======== RECORDS ========
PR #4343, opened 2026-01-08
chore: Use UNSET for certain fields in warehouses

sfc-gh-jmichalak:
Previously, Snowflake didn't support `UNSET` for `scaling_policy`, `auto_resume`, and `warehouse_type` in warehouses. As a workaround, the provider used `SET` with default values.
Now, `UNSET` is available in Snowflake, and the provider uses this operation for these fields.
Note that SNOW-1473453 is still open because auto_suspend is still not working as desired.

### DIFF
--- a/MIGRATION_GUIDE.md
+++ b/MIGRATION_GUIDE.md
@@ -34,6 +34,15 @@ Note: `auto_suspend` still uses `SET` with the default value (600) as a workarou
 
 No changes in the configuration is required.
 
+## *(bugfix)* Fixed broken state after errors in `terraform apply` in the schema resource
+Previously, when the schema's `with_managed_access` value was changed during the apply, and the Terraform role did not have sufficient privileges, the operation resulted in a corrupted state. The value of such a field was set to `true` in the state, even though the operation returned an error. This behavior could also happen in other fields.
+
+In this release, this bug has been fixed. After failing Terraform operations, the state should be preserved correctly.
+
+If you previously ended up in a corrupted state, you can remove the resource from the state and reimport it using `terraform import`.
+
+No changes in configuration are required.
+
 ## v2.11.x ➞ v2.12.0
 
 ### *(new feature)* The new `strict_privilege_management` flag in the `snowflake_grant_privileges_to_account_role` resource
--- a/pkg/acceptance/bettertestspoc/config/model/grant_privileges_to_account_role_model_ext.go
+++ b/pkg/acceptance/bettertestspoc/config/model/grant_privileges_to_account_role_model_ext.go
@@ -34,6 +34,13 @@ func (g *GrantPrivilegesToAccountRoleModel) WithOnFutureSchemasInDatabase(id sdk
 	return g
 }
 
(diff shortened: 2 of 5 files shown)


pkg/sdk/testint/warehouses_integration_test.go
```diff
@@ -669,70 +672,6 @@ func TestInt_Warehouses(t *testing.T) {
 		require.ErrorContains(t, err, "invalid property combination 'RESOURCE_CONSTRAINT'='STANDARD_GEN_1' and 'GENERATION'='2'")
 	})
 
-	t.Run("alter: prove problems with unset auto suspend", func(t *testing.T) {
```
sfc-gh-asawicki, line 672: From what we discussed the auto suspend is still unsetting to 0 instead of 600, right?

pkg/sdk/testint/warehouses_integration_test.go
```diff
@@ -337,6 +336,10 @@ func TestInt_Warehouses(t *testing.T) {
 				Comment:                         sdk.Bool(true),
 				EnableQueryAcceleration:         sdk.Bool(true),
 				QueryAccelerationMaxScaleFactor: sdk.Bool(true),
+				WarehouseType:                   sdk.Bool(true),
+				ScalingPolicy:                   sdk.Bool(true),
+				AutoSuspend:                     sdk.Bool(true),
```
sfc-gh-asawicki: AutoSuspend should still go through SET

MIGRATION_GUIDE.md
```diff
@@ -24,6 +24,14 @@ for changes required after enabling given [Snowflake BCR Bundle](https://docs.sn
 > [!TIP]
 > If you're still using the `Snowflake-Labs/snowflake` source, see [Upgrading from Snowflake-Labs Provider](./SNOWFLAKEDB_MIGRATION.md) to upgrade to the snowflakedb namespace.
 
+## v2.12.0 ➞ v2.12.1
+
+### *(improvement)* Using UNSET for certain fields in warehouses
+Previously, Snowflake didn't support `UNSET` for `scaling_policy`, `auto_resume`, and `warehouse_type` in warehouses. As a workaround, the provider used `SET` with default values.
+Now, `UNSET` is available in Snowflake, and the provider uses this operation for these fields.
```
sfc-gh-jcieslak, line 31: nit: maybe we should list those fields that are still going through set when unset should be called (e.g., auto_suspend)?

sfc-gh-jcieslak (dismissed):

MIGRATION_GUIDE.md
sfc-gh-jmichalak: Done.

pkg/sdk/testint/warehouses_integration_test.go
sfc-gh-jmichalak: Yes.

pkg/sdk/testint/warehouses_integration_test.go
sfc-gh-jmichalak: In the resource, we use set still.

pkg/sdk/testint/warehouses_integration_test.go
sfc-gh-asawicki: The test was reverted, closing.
========
▸ **EXERCISE INSTRUCTIONS**
The lines to return are those in the entries above that include "Bool".

▸ **RESULT OF THE EXERCISE**
 				Comment:                         sdk.Bool(true),
 				EnableQueryAcceleration:         sdk.Bool(true),
 				QueryAccelerationMaxScaleFactor: sdk.Bool(true),
+				WarehouseType:                   sdk.Bool(true),
+				ScalingPolicy:                   sdk.Bool(true),
+				AutoSuspend:                     sdk.Bool(true),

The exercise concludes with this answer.